- [TASK PROMPT]:
Your reply should hold only the lines from the records below where "true" occurs.

===== RECORDS FOR THIS EXERCISE

PR #208, opened 2015-09-07
Restore the *-Update repositories at the end of migration

lslezak:
After migration with disabled updates (migrating to the original SP release) the Update repositories need to be re-enabled.

https://bugzilla.suse.com/show_bug.cgi?id=943960

### DIFF
--- a/src/lib/registration/sw_mgmt.rb
+++ b/src/lib/registration/sw_mgmt.rb
@@ -62,16 +62,16 @@ module Registration
     def self.init(load_packages = false)
       # false = do not allow continuing without the libzypp lock
       lock = PackageLock.Connect(false)
-      raise pkg_exception unless lock["connected"]
+      raise_pkg_exception unless lock["connected"]
 
       # display progress when refreshing repositories
       PackageCallbacks.InitPackageCallbacks
 
-      raise pkg_exception unless Pkg.TargetInitialize(Installation.destdir)
-      raise pkg_exception unless Pkg.TargetLoad
-      raise pkg_exception unless Pkg.SourceRestore
+      raise_pkg_exception unless Pkg.TargetInitialize(Installation.destdir)
+      raise_pkg_exception unless Pkg.TargetLoad
+      raise_pkg_exception unless Pkg.SourceRestore
 
-      raise pkg_exception if load_packages && !Pkg.SourceLoad
+      raise_pkg_exception if load_packages && !Pkg.SourceLoad
     end
 
     # during installation /etc/zypp directory is not writable (mounted on
@@ -473,8 +473,8 @@ module Registration
       product["register_release"]
     end
 
-    def self.pkg_exception
-      PkgError.new(Pkg.LastError)
+    def self.raise_pkg_exception
+      raise PkgError.new, Pkg.LastError
     end
 
     private_class_method :each_repo, :get_release_type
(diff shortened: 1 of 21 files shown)


lslezak:
JFY: This is only the first part, a small change in `yast2-migration` package will follow...

src/lib/registration/sw_mgmt.rb
```diff
@@ -67,6 +69,7 @@ def self.init
       Pkg.TargetInitialize(Installation.destdir)
       Pkg.TargetLoad
       Pkg.SourceRestore
+      load_packages ? Pkg.SourceLoad : true
```
jreidinger: why return true? return state is not documented

src/lib/registration/ui/migration_finish_workflow.rb
```diff
@@ -0,0 +1,91 @@
...
+          ret = run_sequence
+        rescue => e
+          log.error "Caught error: #{e.class}: #{e.message.inspect}, #{e.backtrace}"
+          # TRANSLATORS: error message, %s are details
+          Yast::Report.Error(_("Internal error: %s") % e.message)
+          ret = :abort
+        end
+
+        ret
+      end
```
jreidinger: ret at begin is not needed:

```
def run
  run_sequence
rescue => e
  log.error "Caught error: #{e.class}: #{e.message.inspect}, #{e.backtrace}"
  # TRANSLATORS: error message, %s are details
  Yast::Report.Error(_("Internal error: %s") % e.message)
   return :abort
end
```

src/lib/registration/ui/migration_finish_workflow.rb
```diff
@@ -0,0 +1,91 @@
...
+
+      # run the workflow
+      # @return [Symbol] the UI symbol
+      def run_sequence
+        aliases = {
+          "restore_repos" => ->() { restore_repos }
+        }
+
+        ui = Yast::Sequencer.Run(aliases, WORKFLOW_SEQUENCE)
+        log.info "User input: #{ui}"
```
jreidinger: is it really user input? it looks like result of script and BTW from below lines I do not see how it can return something else then `:next`

src/lib/registration/ui/migration_repos_workflow.rb
```diff
@@ -256,8 +257,8 @@ def register_migration_products
         # synchronize the changes done by modifying the services,
         # reinitialize the repositories and reload the available packages
         Yast::Pkg.SourceFinishAll
-        Yast::Pkg.SourceRestore
-        Yast::Pkg.SourceLoad
+        Yast::Pkg.TargetFinish
+        SwMgmt.init(true)
```
jreidinger: return value ignore, but not above. Is it correct? looks strange

src/lib/registration/ui/migration_repos_workflow.rb
```diff
@@ -153,14 +157,11 @@ def run_sequence
       def find_products
         log.info "Loading installed products"
 
-        if !SwMgmt.init
+        if !SwMgmt.init(true)
```
jreidinger: I prefer here to use exception, so problem with ignored return value below cannot happen

src/lib/registration/ui/migration_repos_workflow.rb
lslezak: Fixed, it now throws an exception.

jreidinger:
just NP, otherwise LGTM

jreidinger:
LGTM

==========

- [TASK OUTPUT]:
+      load_packages ? Pkg.SourceLoad : true
jreidinger: why return true? return state is not documented
+        SwMgmt.init(true)
+        if !SwMgmt.init(true)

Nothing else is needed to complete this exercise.